- Other names: Somatoagnosia
- Specialty: Neurology

= Asomatognosia =

Neurological disorder of body awareness

Asomatognosia (or somatoagnosia) is a neurological disorder characterized as loss of recognition or awareness of part of the body. The failure to acknowledge, for example, a limb, may be expressed verbally or as a pattern of neglect. The limb may also be attributed to another person, a delusion known as somatoparaphrenia. However, they can be shown their limb and this error is temporarily corrected. Some authors have focused on the prevalence of hemispatial neglect in such patients.
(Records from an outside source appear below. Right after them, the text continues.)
PR #68, opened 2019-01-19
Treat empty strings for expected integers as nil

elDub:
Allow nullification of integer attributes when empty string is passed.

### DIFF
--- a/lib/graphiti/types.rb
+++ b/lib/graphiti/types.rb
@@ -57,23 +57,25 @@ module Graphiti
     end
 
     Integer = create(::Integer) do |input|
-      Dry::Types['coercible.integer'][input] if input
+      Dry::Types['coercible.integer'][input] unless input.blank?
     end
 
     # The Float() check here is to ensure we have a number
     # Otherwise BigDecimal('foo') *will return a decimal*
     ParamDecimal = create(::BigDecimal) do |input|
-      Float(input)
-      input = Dry::Types['coercible.decimal'][input]
-      Dry::Types['strict.decimal'][input]
+      unless input.blank?
+        Float(input)
+        input = Dry::Types['coercible.decimal'][input]
+        Dry::Types['strict.decimal'][input]
+      end
     end
 
     PresentInteger = create(::Integer) do |input|
-      Dry::Types['coercible.integer'][input]
+      Dry::Types['coercible.integer'][input] unless input.blank?
     end
 
     Float = create(::Float) do |input|
-      Dry::Types['coercible.float'][input] if input
+      Dry::Types['coercible.float'][input] unless input.blank?
     end
 
     PresentParamsHash = create(::Hash) do |input|
--- a/spec/persistence_spec.rb
+++ b/spec/persistence_spec.rb
@@ -983,16 +983,14 @@ RSpec.describe 'persistence' do
         expect(save(nil)).to eq(nil)
       end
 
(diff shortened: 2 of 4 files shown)


richmolj:
This looks great @elDub, thanks ❤️ ! I think the only thing this needs is to cover the other types as well?

elDub:
I added similar code to other numerics and added/updated tests.

richmolj:
I think the biggest consideration is performance because we'd be calling `#blank?` a bunch more times and most people aren't using [fast_blank?](https://github.com/SamSaffron/fast_blank).

Another scenario: it makes sense that *filtering* wants this behavior, but I could see serializing `null` instead of `""` to be a surprising result.

@wadetandy thoughts?

wadetandy:
Is the `blank?` check actually the right one?:

```ruby
"".blank? # => true
"".empty? # => true
"    ".blank? # => true
"    ".empty? # => false
```

Not only is the `empty?` check _much_ faster, but it's more correct for the intended use-case.

wadetandy:
Stepping back from a second from the specific implementation details, I'd like to ask a bit about this from an API usability perspective.  Curious as to what pain you find with the current way of passing either `null` or omitting a key entirely to null a particular number field?  Is it providing some unexpected behavior?  I see this path also potentially providing unexpected behavior so want to understand the problem a bit better.

elDub:
Then is this a problem with Spraypaint? When I clear out a numeric value in the client using Spraypaint, it passes an empty string which is failing in Graphiti when the attribute is defined as `:integer`.

wadetandy:
When you say "clearing out", how do you mean? Are you binding the field directly to a text input, or are you setting it to `null` directly in javascript?  The latter case behaves as expected in the test suite, but the former may need an enhancement.

elDub:
I am binding the field to a text input in VueJS.

elDub:
So your change will make it send this?
```attributes: {numberfield: null}```

Instead of this?
```attributes: {numberfield: ""}```

Does Spraypaint have a way to define what type an attribute is, or will this change apply to _all types_, meaning if someone clears out a regular string value in the UI that it too will receive `null`?

**Comment by wadetandy** [comment]
Per [this PR](https://github.com/graphiti-api/spraypaint.js/pull/12), we will actually listen when you specify the type of the attribute:

```javascript
class Person extends ApplicationRecord {
  @Attr firstName
  @Attr({ type: Number }) age
}
```

If a field of type `Number` is an empty string, it will send `null` to the server on persist.

Note that this does not handle the filtering use-case.  `Person.where({ 'age': null })` will currently drop the filter altogether.

elDub:
Cool. I was not aware of the `type:` option for an attribute. Should this also be available for date objects?

wadetandy:
@elDub I think in the medium term, yes, but those are a bit more of an issue since there's both serialization and deserialization casting to handle (the wire sees them as just strings).  I'd rather not tackle that the way this part of the codebase currently works, and I've got a general (de)serialization cleanup/rework I'm planning to handle in the near future.

wadetandy:
@elDub Just pushed [spraypaint 0.5.0](https://github.com/graphiti-api/spraypaint.js/releases/tag/v0.5.0), which has the fix for this issue.  If this fixes your issue then I think we can close this PR.  You may still need to manually null out your empty string dates for the time being though.

wadetandy:
Closing, as we've added a fix to spraypaint for this behavior.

Asomatognosia is the inability to feel, recognize, or be conscious of one's own specific body parts or bodily conditions (Whishaw, 2015). Generally, asomatognosia often arises from damage to the right parietal lobe (Whishaw, 2015). Evidence indicates that damage to the right hemisphere often results from a stroke or pre-existing hemispatial neglect, or inattention to the left visual field (Antoniello, 2016) (Keenan, 2004). Individuals who suffer from somatoparaphrenia, a specific form of asomatognosia, ignore or deny ownership of a body part contralateral to the brain lesion (Feinberg, 1990). Although this condition can affect one or both sides of the body, most patients exhibit the inability to recognize limbs/body parts (i.e., arm, leg, head, breast) on the left side of their body as their own (Keenan, 2004). While individuals with asomatognosia typically suffer large lesions across several temporoparietal sectors, those with somatoparaphrenia also suffer lesions in the right medial and orbitofrontal regions of the brain (Feinberg 2010).

== History ==
In 20th century literature, asomatognosia was often distinguished from the closely related somatoparaphrenia. According to Gerstmann's (1942) definition, asomatognosia was described as the "imperception of the affected limbs or body half, in various degrees from simple forgetting to obstinate denial of their existence." Critchley (1953) numbered various deficits of body image, including somatoparaphrenia and the rare loss of awareness of one body half corresponding to asomatognosia or hemidepersonalization. He stated that these (as well as other bodily) phenomena are not "sharply demarcated" and that it is not uncommon for one condition to merge into another. In Hécaen (1972) hemiasomatognosia and disownership were also distinguished but closely linked. Feinberg and colleagues (1990, 2010) forwarded a different definition, according to which verbal asomatognosia was defined as the denial of ownership, while somatoparaphrenia as a subtype of asomatognosia where patients also display delusional misidentification and complex confabulation.

The term asomatognosia was coined from the Greek: a (without), soma (stem somat– body or bodily), and gnosis (knowledge), thus defined as the "lack of awareness [of ownership] of one's body parts". The word Somatoagnosia (constructed from the same roots) is sometimes also used instead.

== Patient cases ==
In most commonly observed instances, individuals with this condition fail to recognize and sense their left arm after suffering lesions to the right hemisphere (Keenan, 2004). In one specific instance, a patient suffering from asomatognosia tried to throw her own left arm into a garbage can because she believed it was her husband's arm repeatedly falling on her and disrupting her sleep (Keenan, 2004). Even when patients are told that the body part belongs to them, many will deny the reality and remain firm in their belief that it is not a part of them. There is a case in which a patient with severe asomatognosia had the ability to use his right hand to trace his paralyzed left arm to his own left shoulder, but still failed to acknowledge that the left arm belonged to him (Keenan, 2004). Overall, there is an interesting phenomenon in which individuals will claim that the body part belongs to someone of the opposite gender within their family. For example, women with asomatognosia tend to claim that their left arm belongs to a man (i.e., their husband) while men claim their arm belongs to a woman, such as his daughter or wife. There also exist patients that treat the arm as a child or small animal. (Keenan, 2004)

== Related conditions ==
In addition to instances of asomatognosia in which patients deny ownership of a specific part, this condition is also associated with the following: anosognosia (unawareness or denial of illness), anosodiaphoria (indifference to illness), autopagnosia (inability to localize and name body parts), and asymbolia for pain (absence of typical reactions to pain). Out of these varieties of asomatognosia, autopagnosia is the only one in which an individual struggles to recognize the right side of their body due to lesions in the left parietal cortex (Whishaw, 2015).